On dirait que chaque village a son cyclo-cross et chaque coureur, aussi modeste soit-il, ses supporters, souvent réunis dans un club, qui le soutiennent et le suivent partout. Une dizaine de cross, les grands "classiques", comme Zonhoven, Koppenberg, Coxyde, Gavere, Overijse, Diegem, Zolder ou Baal, attirent plus de dix mille spectateurs et parfois jusqu’à 16 ou 18.000. Les championnats de Belgique en réunissent entre 15 et 25.000. Quant aux derniers mondiaux en Belgique, ils ont vu passer 64.000 spectateurs aux guichets à Heusden Zolder, en 2016. Soit quelque milliers de plus que ceux de Coxyde, quatre ans plus tôt.

Alors, les sponsors, essentiellement nationaux, voire régionaux, ont plongé sans réserve dans la gadoue, pour parrainer des classements, des épreuves, mais surtout des équipes, des clubs...
"Forcément, pour les sponsors de niveau belge, l’intérêt se trouvait dans les labourés", explique l’un d’eux.
Pour un budget (nettement) moindre, ils tirent un bénéfice plus important que celui que leur apporterait l'entretien d'une équipe de route, fût-elle du WorldTour.

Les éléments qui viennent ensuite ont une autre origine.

PR #3346, opened 2019-04-02
[ZEPPELIN-4066]. Introduce ProcessLauncher to encapsulate process launch

zjffdu:
### What is this PR for?
There're several places in zeppelin to launch processes, such as interpreter process launch, python process launch.  Sometimes it is very hard to diagnose if the process is failed to launch or some error happens during its lifecycle. This PR introduce ProcessLauncher to encapsulate process launch. ProcessLauncher will do most of the process launching stuff but also allow for customization. E.g. how to check the process is started properly. And when error happens, ProcessLauncher will capture the necessary error output for further diagnose. 

### What type of PR is it?
[ Improvement | Refactoring]

### Todos
* [ ] - Task

### What is the Jira issue?
* https://jira.apache.org/jira/browse/ZEPPELIN-4066

* Ci pass

### Questions:

### DIFF
--- a/zeppelin-interpreter/src/main/java/org/apache/zeppelin/util/ProcessLauncher.java
+++ b/zeppelin-interpreter/src/main/java/org/apache/zeppelin/util/ProcessLauncher.java
@@ -43,7 +43,8 @@ public abstract class ProcessLauncher implements ExecuteResultHandler {
     NEW,
     LAUNCHED,
     RUNNING,
-    TERMINATED
+    TERMINATED,
+    COMPLETED
   }
 
   private CommandLine commandLine;
@@ -68,17 +69,22 @@ public abstract class ProcessLauncher implements ExecuteResultHandler {
     executor.setWatchdog(watchdog);
     try {
       executor.execute(commandLine, envs, this);
-      state = State.LAUNCHED;
+      transition(State.LAUNCHED);
       LOGGER.info("Process is launched: {}", commandLine);
     } catch (IOException e) {
       this.processOutput.stopCatchLaunchOutput();
       LOGGER.error("Fail to launch process: " + commandLine, e);
-      state = State.TERMINATED;
+      transition(State.TERMINATED);
       errorMessage = e.getMessage();
     }
   }
 
   public abstract void waitForReady(int timeout);
+
+  public void transition(State state) {
+    this.state = state;
+    LOGGER.info("Process state is transitioned to " + state);
+  }
 
   public void onTimeout() {
     LOGGER.warn("Process launch is time out.");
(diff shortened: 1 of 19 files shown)


zjffdu:
@felixcheung @liuxunorg Could you help review it ? Thanks

zeppelin-interpreter/src/main/java/org/apache/zeppelin/util/ProcessLauncher.java
```diff
@@ -0,0 +1,155 @@
...
+import java.util.Map;
+
+/**
+ * Abstract class for launching java process.
+ */
+public abstract class ProcessLauncher implements ExecuteResultHandler {
+
+  private static final Logger LOGGER = LoggerFactory.getLogger(ProcessLauncher.class);
+
+  public enum State {
```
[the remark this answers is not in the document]
zjffdu: timeout is not a state. Process won't be in timeout state, because once we detect it is timeout, we will kill the process and move it to EXITED.

zeppelin-zengine/src/main/java/org/apache/zeppelin/interpreter/remote/RemoteInterpreterManagedProcess.java
```diff
@@ -235,52 +186,64 @@ public boolean isUserImpersonated() {
...
+    }
 
-      if (out != null) {
+    @Override
+    public void onProcessComplete(int exitValue) {
+      LOGGER.warn("Process is exited with exit value " + exitValue);
+      // For yarn-cluster mode, client process will exit with exit value 0
+      // after submitting spark app. So don't move to EXITED state when exitValue is 0.
+      if (exitValue != 0) {
+        state = State.EXITED;
```
felixcheung: so EXITED is unexpected termination? perhaps this should be TERMINATED?

zeppelin-zengine/src/main/java/org/apache/zeppelin/interpreter/remote/RemoteInterpreterManagedProcess.java
```diff
@@ -235,52 +186,64 @@ public boolean isUserImpersonated() {
...
-        synchronized (this) {
-          if (out != null) {
-            out.write(b);
+    public void waitForReady(int timeout) {
+      synchronized (this) {
+        if (state != State.RUNNING) {
+          try {
+            wait(timeout);
+          } catch (InterruptedException e) {
+            LOGGER.error("Remote interpreter is not accessible");
```
felixcheung: LOGGER.error("". e)

zeppelin-zengine/src/main/java/org/apache/zeppelin/interpreter/remote/RemoteInterpreterManagedProcess.java
```diff
@@ -171,38 +140,20 @@ public Void call(RemoteInterpreterService.Client client) throws Exception {
           }
         });
       } catch (Exception e) {
-        logger.warn("ignore the exception when shutting down");
+        LOGGER.warn("ignore the exception when shutting down");
```
felixcheung: I think we should still log the error LOGGER.warn("", e)

zeppelin-zengine/src/main/java/org/apache/zeppelin/interpreter/remote/RemoteInterpreterManagedProcess.java
zjffdu: Make sense, I have renamed it.

felixcheung:
I think one of comment might have disappear: should there be a TERMINATED state and a COMPLETED state to represent respectively successful, and unexpected ?

(btw, I think it will much easier to review if you don't force push..)

zjffdu:
Thanks for the review and suggestion, I have addressed the comments

zjffdu:
Will merge if no more comment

Le long des circuits, il y a la possibilité aussi de faire du merchandising, celle d’inviter des VIPs, de dresser des loges et planter des tentes où l’on fait des relations publiques, avec ce que le cyclisme sur route ne peut offrir ou très difficilement, un spectacle permanent (si l'on cumule les différentes courses et entraînements, des coureurs passent sans arrêt pendant des heures) qui en plus est intense, indécis, fait de rebondissements, mais toujours spectaculaire.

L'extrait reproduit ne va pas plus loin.